To prevent this, most organizations define a standard tagging schema, typically including keys like:

  • team
  • env (or environment)
  • owner
  • cost_center

Here’s how an EC2 instance in the eu-north-1 region can be tagged using Terraform to comply with the organization's tagging policy:

provider "aws" {
  region = "eu-north-1"
}
variable "environment" {
  type    = string
  default = "dev"
}
variable "cost_center" {
  type    = string
  default = "CC1234"
}
resource "aws_instance" "example" {
  ami           = "ami-00b3234e97386251c"
  instance_type = "t2.micro"
  tags = merge(
    {
      Name        = "example-instance"
      Environment = var.environment
      CostCenter  = var.cost_center
      Owner       = "Chris Harris"
    },
    {
      SpecificTag = "value"
    }
  )
}

In the above example:

  • EC2 instance includes tags for Environment, CostCenter, and Owner.
  • These tags enable accurate cost attribution, ownership tracking, and auditability.

While tagging in Terraform is a good start, teams often forget or bypass tag policies in fast-moving environments. To ensure all resources are tagged consistently, teams can use Firefly Guardrails to enforce tagging policies for the whole infrastructure automatically.

The snapshot below shows a live Firefly Guardrail named required-tags-enforcement, configured to block any deployment that misses one or more required tags:

live Firefly Guardrail named required-tags-enforcement, configured to block any deployment that misses one or more required tags

Guardrail, named required-tags-enforcement, is configured to enforce tag compliance across all infrastructure changes. It is of type Tag and explicitly requires the presence of four critical tags: team, env, owner, and cost-center. The violation behavior is set to block deployments, meaning any resource creation or modification that lacks these tags will be automatically denied. The Guardrail applies across all workspaces and repositories, ensuring organization-wide consistency.

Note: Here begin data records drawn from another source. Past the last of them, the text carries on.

PR #2885, opened 2021-03-22
Accept highest allowed quality entry from timeframe

### LINKED ISSUE #2448: timeframe doesn't work fully on tasks only started by IRC plugin

0x022b:
### Motivation for changes:

If multiple entries are found within timeframe that meet the target criteria, the first entry that satisfied the criteria is chosen instead of the one with the highest quality.

### Detailed changes:

Sort timeframe entries by quality so that the entry with highest allowed target quality is accepted instead of the first seen entry.

### Addressed issues:

- Should also fix #2448

### DIFF
--- a/flexget/components/series/series.py
+++ b/flexget/components/series/series.py
@@ -861,7 +861,7 @@ class FilterSeries(FilterSeriesBase):
 
     def process_timeframe_target(self, config, entries, downloaded=None):
         """
-        Accepts first episode matching the quality configured for the series.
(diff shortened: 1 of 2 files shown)


gazpachoking:
This was the old behavior. we changed it so that people could prefer based on things other than best quality. The old behavior can still be achieved using sort_by. https://flexget.com/UpgradeActions#series

gazpachoking:
Perhaps we need to update more wiki pages pointing out the use of the sort_by plugin in these sorts of situations.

Core Practices to Control Spend in Terraform

After establishing tagging and metric visibility in your Terraform plans, the next step is to apply real controls that prevent waste, enforce ownership, and block risky deployments before they go live.

These aren't just soft recommendations. They're guardrails that are defined, codified, and executed in both your Terraform code and your CI/CD workflows.

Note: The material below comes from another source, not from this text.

PR #2891, opened 2021-03-26
Fix remux quality handling

kmikko:
### Motivation for changes:
Remuxes are incorrectly parsed as `bluray` quality.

Here’s exactly how to do that:

Estimate and Show Cost in Code Reviews

Every infrastructure change should include a clear cost impact, visible right inside the PR. That means showing cost deltas during terraform plan, not in a separate billing dashboard, two weeks later.

Use tools like Firefly that parse the planned resource changes and generate summaries like:

  • Cost Change: +$ 154.20/month
  • Resources Added: 3 EC2 m5.large in us-east-1
  • Tag Compliance: 100% tagged
  • Policy Violations per resource: associate_public_ip_address should be set to false.

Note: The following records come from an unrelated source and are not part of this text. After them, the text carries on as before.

PR #2898, opened 2021-04-05
Update some dev-tools to new versions

jimman2003:
### Motivation for changes:
Get pre-commit hooks working again
### Detailed changes:
- Changes to pre-commit config and dev-requirement to allow for newer versions

### DIFF
--- a/.pre-commit-config.yaml
+++ b/.pre-commit-config.yaml
@@ -1,9 +1,9 @@
 repos:
 - repo: https://github.com/pycqa/isort
-  rev: 5.5.1
+  rev: 5.8.0
   hooks:
   - id: isort
 - repo: https://github.com/psf/black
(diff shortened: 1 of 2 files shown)


gazpachoking:
Maybe we should split out a dev-requirements.in which has looser requirements. Having things pinned is nice because the test and release scripts use these versions, and it's not so nice for them to be able to break when some of our dev tools upgrade.

jimman2003:
Good Idea...Starting the above recommendation

gazpachoking:
Cool, looks good. We could probably do [this](https://github.com/jazzband/pip-tools#workflow-for-layered-requirements) with our `dev-requirements.in` as well, to avoid having conflicts between deps shared between dev and regular requirements.

PR #2952, opened 2021-05-01
add transmission-rpc version range

Trim21:
### Motivation for changes:
 avoid upstream break changes

### Detailed changes:
install rpc library with `transmission-rpc>=3.0.0,<4.0.0`


gazpachoking:
I wish we had a better way to specify these optional deps. We can go with this for now given we don't have anything better atm though. Thanks!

By this, the engineer immediately knows what’s being added, whether it’s tagged, what it will cost, and if it violates any infra policies. This prevents bad infra decisions from getting merged silently.

Set Budget Thresholds using aws_budgets_budget

To prevent uncontrolled spending, you can embed monthly budget limits directly into your Terraform code using the aws_budgets_budget resource. This lets you define cost thresholds for a specific team, project, or environment, and get alerts when actual or forecasted usage exceeds them. By codifying budgets, you're shifting cost control from the finance team into the infrastructure layer, early, visible, and enforced automatically.

Here’s a practical example: for a data pipeline tagged with team=data, you can define a $1,000/month budget. Alerts are triggered when actual spend goes above 80%, and again if forecasted spend hits 99%. Notifications can go to your engineering or FinOps Slack channel or email you have added, depending on how you route them. Here’s an example:

resource "aws_budgets_budget" "team_data_budget" {
  name         = "data-pipeline-prod"
  budget_type  = "COST"
  time_unit    = "MONTHLY"
  limit_amount = "1000"
  limit_unit   = "USD"

  cost_filters = {
    "TagKeyValue" = "team$data"
  }
  notification {
    comparison_operator        = "GREATER_THAN"
    threshold                  = 80
    threshold_type             = "PERCENTAGE"
    notification_type          = "ACTUAL"
    subscriber_email_addresses = ["alerts@datateam.example.com"]
  }
  notification {
    comparison_operator        = "GREATER_THAN"
    threshold                  = 99
    threshold_type             = "PERCENTAGE"
    notification_type          = "FORECASTED"
    subscriber_email_addresses = ["ops@datateam.example.com"]
  }
}

This pattern works well for teams practicing chargebacks or who need guardrails in dev/test accounts. It’s low-effort to implement and runs natively within AWS, making it a simple but powerful FinOps control to stop overages before they land on the bill.

Automating Cost Visibility and Governance with Firefly

Once integrated, Firefly becomes your central FinOps engine, pointing cost, compliance, and tag visibility directly at the developer in real time.

The core idea is simple: make cost and compliance feedback part of every change, in real time. Whether you're deploying a new environment, updating a module, or catching a drifted resource in production, Firefly provides actionable insights where they matter: your pull requests, pipelines, and dashboards.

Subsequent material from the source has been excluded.